### Assignment
Reproduce the entries shown below only from the line with "our dependencies, upath)" down to the line with "we're using Yarn", keeping both end lines and copying each one exactly.

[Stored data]
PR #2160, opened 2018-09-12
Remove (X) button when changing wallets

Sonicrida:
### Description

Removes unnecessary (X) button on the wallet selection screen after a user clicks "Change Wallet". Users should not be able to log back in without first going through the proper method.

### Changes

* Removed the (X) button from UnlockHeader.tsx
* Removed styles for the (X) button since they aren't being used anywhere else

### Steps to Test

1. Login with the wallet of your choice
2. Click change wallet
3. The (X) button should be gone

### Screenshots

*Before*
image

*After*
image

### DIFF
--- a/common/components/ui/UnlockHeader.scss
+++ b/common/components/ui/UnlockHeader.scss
* * *
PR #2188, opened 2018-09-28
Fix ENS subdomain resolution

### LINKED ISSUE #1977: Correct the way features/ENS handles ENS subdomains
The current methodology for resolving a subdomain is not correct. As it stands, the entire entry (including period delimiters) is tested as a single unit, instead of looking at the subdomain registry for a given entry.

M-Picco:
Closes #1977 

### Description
--
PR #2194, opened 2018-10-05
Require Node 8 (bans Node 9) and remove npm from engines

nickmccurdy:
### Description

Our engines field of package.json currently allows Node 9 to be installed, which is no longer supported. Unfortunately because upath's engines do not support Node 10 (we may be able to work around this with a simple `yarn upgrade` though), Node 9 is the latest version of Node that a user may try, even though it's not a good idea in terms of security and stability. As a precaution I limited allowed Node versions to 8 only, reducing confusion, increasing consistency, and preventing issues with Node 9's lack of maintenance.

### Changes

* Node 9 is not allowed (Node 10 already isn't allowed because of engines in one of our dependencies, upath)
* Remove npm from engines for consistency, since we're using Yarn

### Solution to this exercise
* Node 9 is not allowed (Node 10 already isn't allowed because of engines in one of our dependencies, upath)
* Remove npm from engines for consistency, since we're using Yarn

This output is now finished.